> [TASK DETAILS]
Where does the word "when" show up in the records? Copy every line that holds it.

*** Opening of DATA ***

PR #14029, opened 2018-08-09
fixed javadoc

hengyunabc:
fixed javadoc.

The links do not take effect: https://docs.spring.io/spring-boot/docs/current/api/org/springframework/boot/web/servlet/ServletComponentScan.html

### DIFF
--- a/spring-boot-project/spring-boot/src/main/java/org/springframework/boot/web/servlet/ServletComponentScan.java
+++ b/spring-boot-project/spring-boot/src/main/java/org/springframework/boot/web/servlet/ServletComponentScan.java
@@ -22,17 +22,14 @@ import java.lang.annotation.Retention;
 import java.lang.annotation.RetentionPolicy;
 import java.lang.annotation.Target;
 
-import javax.servlet.annotation.WebFilter;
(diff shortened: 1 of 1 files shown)


wilkinsona:
Thanks for the PR. I've built your changes locally and, unfortunately, I don't think they've fixed the problem. AFAIK, the use of `import …` vs referring to the fully-qualified classname in the javadoc is just a convenience and should result in the same javadoc. That was certainly the case when I built your change.

We've configured javadoc with [a link to the Java EE API](https://github.com/spring-projects/spring-boot/blob/295995829f41fae715b7a2f2195e4d14f2f96b6d/spring-boot-project/spring-boot-docs/pom.xml#L951) which is what I thought should make this work. We'll need to investigate why that's not the case.

wilkinsona:
The problem doesn't just affect `ServletComponentScan`. For example, `ServletRegistrationBean` is affected too. I've opened #14031 to track the problem. Thank you for making us aware of it. I'll close this one as it doesn't appear to fix the problem with `ServletComponentScan` and we need to find a broader solution anyway.

PR #14032, opened 2018-08-09
URL's retryWrites query parameter is ignored when auto-configuring a reactive Mongo client

GreyTeardrop:
Add `retryWrites` flag to set of flags propagated from `connectionString`
to `ReactiveMongoClient`.

Regular `MongoClientFactory` relies of `MongoClientURI` class that
propagates all flags in its `getOptions()` method.


GreyTeardrop:
The issue this PR attempts to fix affects Boot 2.0 and master branches. Should I target `2.0.x` branch instead?

wilkinsona:
Yes, please. It looks like a bug to me so should be fixed in 2.0.x.

GreyTeardrop:
I've rebased commit on top of 2.0.x. Not sure how to trigger CI again though.

wilkinsona:
Thanks very much, @GreyTeardrop. The proposed changes are now in both 2.0.x and master.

*** Close of DATA ***

> [ANSWER SECTION]
Thanks for the PR. I've built your changes locally and, unfortunately, I don't think they've fixed the problem. AFAIK, the use of `import …` vs referring to the fully-qualified classname in the javadoc is just a convenience and should result in the same javadoc. That was certainly the case when I built your change.
URL's retryWrites query parameter is ignored when auto-configuring a reactive Mongo client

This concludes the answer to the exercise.